▸ **Exercise description**:
Repeat each entry in the data, exactly.

*** Data extracts Section Begins ***

PR #126, opened 2016-01-11
Observer enhancements.

johnou:
Introduced new ObserverMapManager.
Less object creation when invoking notifyObservers.

### DIFF
--- a/actors/core/src/main/java/com/ea/orbit/actors/ObserverManager.java
+++ b/actors/core/src/main/java/com/ea/orbit/actors/ObserverManager.java
@@ -102,7 +102,6 @@ public class ObserverManager<T extends ActorObserver> implements Serializable
      * It's not recommended to wait on this task since it might take a while to finish the
      * cleanup process and ObserverManager is thread safe.
      */
-    @SuppressWarnings("unchecked")
     public Task<?> cleanup() {
         // TODO: replace ping for a single batch call for each node containing observers from this list.
         // TODO: add a observer validation function to the runtime. ActorRuntime
--- a/actors/core/src/main/java/com/ea/orbit/actors/ObserverManager.java
+++ b/actors/core/src/main/java/com/ea/orbit/actors/ObserverManager.java
@@ -28,8 +28,6 @@
 
 package com.ea.orbit.actors;
 
-import com.ea.orbit.actors.cluster.NodeAddress;
-import com.ea.orbit.actors.runtime.ActorRuntime;
 import com.ea.orbit.actors.runtime.RemoteReference;
 import com.ea.orbit.concurrent.ConcurrentHashSet;
 import com.ea.orbit.concurrent.Task;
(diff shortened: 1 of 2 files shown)


johnou:
@DanielSperry I had a look at implementing the batch ping TODO but couldn't come up with an elegant way to query each node if their observer is alive..

```java
Task<Collection<? extends ActorObserver>> batchPing(Collection<? extends ActorObserver> references);
```

actors/core/src/main/java/com/ea/orbit/actors/ObserverManager.java
```diff
@@ -129,22 +144,26 @@ public boolean addObserver(final T observer)
...
+        {
             try
             {
-                callable.accept(o);
+                callable.accept(observer);
             }
             catch (final Exception ex)
             {
-                fail.add(o);
+                if (fail == null) {
```
johnou: I considered invoking remove directly here but looking at the source for remove and removeAll I suspect the later takes less CPU time with large collections.

JoeHegarty:
I'd like @DanielSperry to chime in on this one before I merge it.

DanielSperry:
Hey guys, I will be able to look into this next Thursday.

actors/core/src/main/java/com/ea/orbit/actors/ObserverManager.java
```diff
@@ -98,24 +102,35 @@ public boolean addObserver(final T observer)
...
+                .map(observer ->
+                        (observer.ping()).handle((Object result, Throwable ex) -> {
+                            if (ex != null)
                             {
-                                // beware: this might run in parallel with other calls the actor.
-                                // this shouldn't be a problem.
-                                observers.remove(o);
-                            }
-                        }));
+                                return checkAlive(observer).thenAccept(alive -> {
```
DanielSperry: We should remove the observers when they no longer exist in the remote node.
This change will let old zombie observers exist until their original node restarts.

I'll take this change to another branch and add the method @johnou cited:
a call to the original node confirming that the observer is alive.
this will remove the ping.

The new flow will be:
cleanup:
- is the original node still up? no: remove observer
- is the observer alive in the node? no: remove observer.
- keep observer

DanielSperry:
We can't merge this ATM. It will change the cleanup behaviour.

actors/core/src/main/java/com/ea/orbit/actors/ObserverManager.java
johnou: not so sure about "is the original node still up? no: remove observer" what if a node drops from the cluster and rejoins in a short period?

johnou:
Removed the cleanup behaviour changes.

JoeHegarty:
Do we want to merge this now @DanielSperry ?

DanielSperry:
It looks good to merge!

PR #127, opened 2016-01-12
Return getClassById instead of null.

johnou:


johnou:
com.ea.orbit.exception.UncheckedException: Class not found, id: -1055249813

	at com.ea.orbit.actors.runtime.DefaultDescriptorFactory.ref(DefaultDescriptorFactory.java:223)

PR #128, opened 2016-01-12
Detailed logging for missing counterpart.

johnou:


actors/stage/src/main/java/com/ea/orbit/actors/runtime/Messaging.java
```diff
@@ -304,9 +332,10 @@ public Task write(final HandlerContext ctx, final Object msg) throws Exception
         RemoteReference<?> actorReference = (RemoteReference<?>) toReference;
         NodeAddress toNode = invocation.getToNode();
 
-        final LinkedHashMap<Object, Object> actualHeaders = new LinkedHashMap<>();
+        LinkedHashMap<Object, Object> actualHeaders = null;
         if (invocation.getHeaders() != null)
         {
+            actualHeaders = new LinkedHashMap<>();
```
johnou: Less object creation, should be safe as withHeader has a null check which will instantiate it within Message pojo if necessary.

PR #130, opened 2016-01-26
Stream message dispatcher for invoking requests to annotated methods.

johnou:


JoeHegarty:
Seems reasonable to me, @DanielSperry ?

actors/test/actor-tests/src/test/java/com/ea/orbit/actors/test/streams/StreamMessageDispatcherTest.java
```diff
@@ -0,0 +1,120 @@
...
+    @SuppressWarnings("Duplicates")
+    @Test(timeout = 30_000L)
+    public void testStreamMessageDispatcher()
+    {
+        createStage();
+        StreamMessageDispatcher messageDispatcher = new StreamMessageDispatcher(Collections.singleton(this));
+        try
+        {
+            AsyncStream<Object> test = AsyncStream.getStream(Object.class, "test");
+            test.subscribe((d, t) -> {
```
johnou: We could provide some wrapper for dealing with subscription in the constructor or some builder / factory?

DanielSperry:
It's an util class, right?
looks good.

Thanks, @johnou

johnou:
Yep, use case is that I have an actor which will receive several different message types over a stream and having a bunch of instance of checks didn't seem desirable.

PR #135, opened 2016-02-09
Actor method annotated with CacheResponse which returns null will throw a hidden NPE.

johnou:
Actor method annotated with CacheResponse which returns null will throw a hidden NPE.

Motivation:

If an actor method annotated with CacheResponse returns null it will throw a hidden NPE.

Modifications:

Fix possible NPE, add unit test and support for enums.

Result:

Actor method annotated with CacheResponse which returns null will no longer throw an NPE.


JoeHegarty:
Would you be able to resubmit this PR with the new project structure?

johnou:
Yep no worries.

PR #137, opened 2016-02-16
Fixed reminder bug and introduced NoDeactivate annotation.

JoeHegarty:
This fixes a reported issue of reminders not always firing. It also introduces the NoDeactivate annotation which helps fix that issue.

### DIFF
--- a/actors/core/src/main/java/com/ea/orbit/actors/annotation/NeverDeactivate.java
+++ b/actors/core/src/main/java/com/ea/orbit/actors/annotation/NeverDeactivate.java
@@ -35,6 +35,6 @@ import java.lang.annotation.Target;
 
 @Retention(RetentionPolicy.RUNTIME)
 @Target(ElementType.TYPE)
-public @interface NoDeactivate
+public @interface NeverDeactivate
 {
 }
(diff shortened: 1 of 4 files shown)


johnou:
Not a super fan of the annotation name but I cannot think of something else at the moment..

FieldFlux:
Perhaps the annotation can be called AlwaysActive? or AlwaysActivated? I prefer Positive Logic when naming things :)

JoeHegarty:
My only concern with "AlwaysActivated" is it suggests to me that the framework is going to activate it for you, but that's not the case. You still need to trigger the initial activation.

FieldFlux:
Hmm, yeah, I hadn't thought of that. Maybe NeverDeactivate instead of NoDeactivate?

JoeHegarty:
NeverDeactivate works for me.

DanielSperry:
What happens on node shutdown/crash for NeverDeactivate actors?

JoeHegarty:
You'll need to activate it on another node. The framework won't do anything special in that case.

JoeHegarty:
We could name it more like PreferLocalPlacement.
Make it PreferPerpetual or PreferPermanent or similar?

*** Data extracts Section Ends ***

▸ **Task solution**:
PR #126, opened 2016-01-11
Observer enhancements.

johnou:
Introduced new ObserverMapManager.
Less object creation when invoking notifyObservers.

### DIFF
--- a/actors/core/src/main/java/com/ea/orbit/actors/ObserverManager.java
+++ b/actors/core/src/main/java/com/ea/orbit/actors/ObserverManager.java
@@ -102,7 +102,6 @@ public class ObserverManager<T extends ActorObserver> implements Serializable
      * It's not recommended to wait on this task since it might take a while to finish the
      * cleanup process and ObserverManager is thread safe.
      */
-    @SuppressWarnings("unchecked")
     public Task<?> cleanup() {
         // TODO: replace ping for a single batch call for each node containing observers from this list.
         // TODO: add a observer validation function to the runtime. ActorRuntime
--- a/actors/core/src/main/java/com/ea/orbit/actors/ObserverManager.java
+++ b/actors/core/src/main/java/com/ea/orbit/actors/ObserverManager.java
@@ -28,8 +28,6 @@
 
 package com.ea.orbit.actors;
 
-import com.ea.orbit.actors.cluster.NodeAddress;
-import com.ea.orbit.actors.runtime.ActorRuntime;
 import com.ea.orbit.actors.runtime.RemoteReference;
 import com.ea.orbit.concurrent.ConcurrentHashSet;
 import com.ea.orbit.concurrent.Task;
(diff shortened: 1 of 2 files shown)


johnou:
@DanielSperry I had a look at implementing the batch ping TODO but couldn't come up with an elegant way to query each node if their observer is alive..

```java
Task<Collection<? extends ActorObserver>> batchPing(Collection<? extends ActorObserver> references);
```

actors/core/src/main/java/com/ea/orbit/actors/ObserverManager.java
```diff
@@ -129,22 +144,26 @@ public boolean addObserver(final T observer)
...
+        {
             try
             {
-                callable.accept(o);
+                callable.accept(observer);
             }
             catch (final Exception ex)
             {
-                fail.add(o);
+                if (fail == null) {
```
johnou: I considered invoking remove directly here but looking at the source for remove and removeAll I suspect the later takes less CPU time with large collections.

JoeHegarty:
I'd like @DanielSperry to chime in on this one before I merge it.

DanielSperry:
Hey guys, I will be able to look into this next Thursday.

actors/core/src/main/java/com/ea/orbit/actors/ObserverManager.java
```diff
@@ -98,24 +102,35 @@ public boolean addObserver(final T observer)
...
+                .map(observer ->
+                        (observer.ping()).handle((Object result, Throwable ex) -> {
+                            if (ex != null)
                             {
-                                // beware: this might run in parallel with other calls the actor.
-                                // this shouldn't be a problem.
-                                observers.remove(o);
-                            }
-                        }));
+                                return checkAlive(observer).thenAccept(alive -> {
```
DanielSperry: We should remove the observers when they no longer exist in the remote node.
This change will let old zombie observers exist until their original node restarts.

I'll take this change to another branch and add the method @johnou cited:
a call to the original node confirming that the observer is alive.
this will remove the ping.

The new flow will be:
cleanup:
- is the original node still up? no: remove observer
- is the observer alive in the node? no: remove observer.
- keep observer

DanielSperry:
We can't merge this ATM. It will change the cleanup behaviour.

actors/core/src/main/java/com/ea/orbit/actors/ObserverManager.java
johnou: not so sure about "is the original node still up? no: remove observer" what if a node drops from the cluster and rejoins in a short period?

johnou:
Removed the cleanup behaviour changes.

JoeHegarty:
Do we want to merge this now @DanielSperry ?

DanielSperry:
It looks good to merge!

PR #127, opened 2016-01-12
Return getClassById instead of null.

johnou:


johnou:
com.ea.orbit.exception.UncheckedException: Class not found, id: -1055249813

	at com.ea.orbit.actors.runtime.DefaultDescriptorFactory.ref(DefaultDescriptorFactory.java:223)

PR #128, opened 2016-01-12
Detailed logging for missing counterpart.

johnou:


actors/stage/src/main/java/com/ea/orbit/actors/runtime/Messaging.java
```diff
@@ -304,9 +332,10 @@ public Task write(final HandlerContext ctx, final Object msg) throws Exception
         RemoteReference<?> actorReference = (RemoteReference<?>) toReference;
         NodeAddress toNode = invocation.getToNode();
 
-        final LinkedHashMap<Object, Object> actualHeaders = new LinkedHashMap<>();
+        LinkedHashMap<Object, Object> actualHeaders = null;
         if (invocation.getHeaders() != null)
         {
+            actualHeaders = new LinkedHashMap<>();
```
johnou: Less object creation, should be safe as withHeader has a null check which will instantiate it within Message pojo if necessary.

PR #130, opened 2016-01-26
Stream message dispatcher for invoking requests to annotated methods.

johnou:


JoeHegarty:
Seems reasonable to me, @DanielSperry ?

actors/test/actor-tests/src/test/java/com/ea/orbit/actors/test/streams/StreamMessageDispatcherTest.java
```diff
@@ -0,0 +1,120 @@
...
+    @SuppressWarnings("Duplicates")
+    @Test(timeout = 30_000L)
+    public void testStreamMessageDispatcher()
+    {
+        createStage();
+        StreamMessageDispatcher messageDispatcher = new StreamMessageDispatcher(Collections.singleton(this));
+        try
+        {
+            AsyncStream<Object> test = AsyncStream.getStream(Object.class, "test");
+            test.subscribe((d, t) -> {
```
johnou: We could provide some wrapper for dealing with subscription in the constructor or some builder / factory?

DanielSperry:
It's an util class, right?
looks good.

Thanks, @johnou

johnou:
Yep, use case is that I have an actor which will receive several different message types over a stream and having a bunch of instance of checks didn't seem desirable.

PR #135, opened 2016-02-09
Actor method annotated with CacheResponse which returns null will throw a hidden NPE.

johnou:
Actor method annotated with CacheResponse which returns null will throw a hidden NPE.

Motivation:

If an actor method annotated with CacheResponse returns null it will throw a hidden NPE.

Modifications:

Fix possible NPE, add unit test and support for enums.

Result:

Actor method annotated with CacheResponse which returns null will no longer throw an NPE.


JoeHegarty:
Would you be able to resubmit this PR with the new project structure?

johnou:
Yep no worries.

PR #137, opened 2016-02-16
Fixed reminder bug and introduced NoDeactivate annotation.

JoeHegarty:
This fixes a reported issue of reminders not always firing. It also introduces the NoDeactivate annotation which helps fix that issue.

### DIFF
--- a/actors/core/src/main/java/com/ea/orbit/actors/annotation/NeverDeactivate.java
+++ b/actors/core/src/main/java/com/ea/orbit/actors/annotation/NeverDeactivate.java
@@ -35,6 +35,6 @@ import java.lang.annotation.Target;
 
 @Retention(RetentionPolicy.RUNTIME)
 @Target(ElementType.TYPE)
-public @interface NoDeactivate
+public @interface NeverDeactivate
 {
 }
(diff shortened: 1 of 4 files shown)


johnou:
Not a super fan of the annotation name but I cannot think of something else at the moment..

FieldFlux:
Perhaps the annotation can be called AlwaysActive? or AlwaysActivated? I prefer Positive Logic when naming things :)

JoeHegarty:
My only concern with "AlwaysActivated" is it suggests to me that the framework is going to activate it for you, but that's not the case. You still need to trigger the initial activation.

FieldFlux:
Hmm, yeah, I hadn't thought of that. Maybe NeverDeactivate instead of NoDeactivate?

JoeHegarty:
NeverDeactivate works for me.

DanielSperry:
What happens on node shutdown/crash for NeverDeactivate actors?

JoeHegarty:
You'll need to activate it on another node. The framework won't do anything special in that case.

JoeHegarty:
We could name it more like PreferLocalPlacement.
Make it PreferPerpetual or PreferPermanent or similar?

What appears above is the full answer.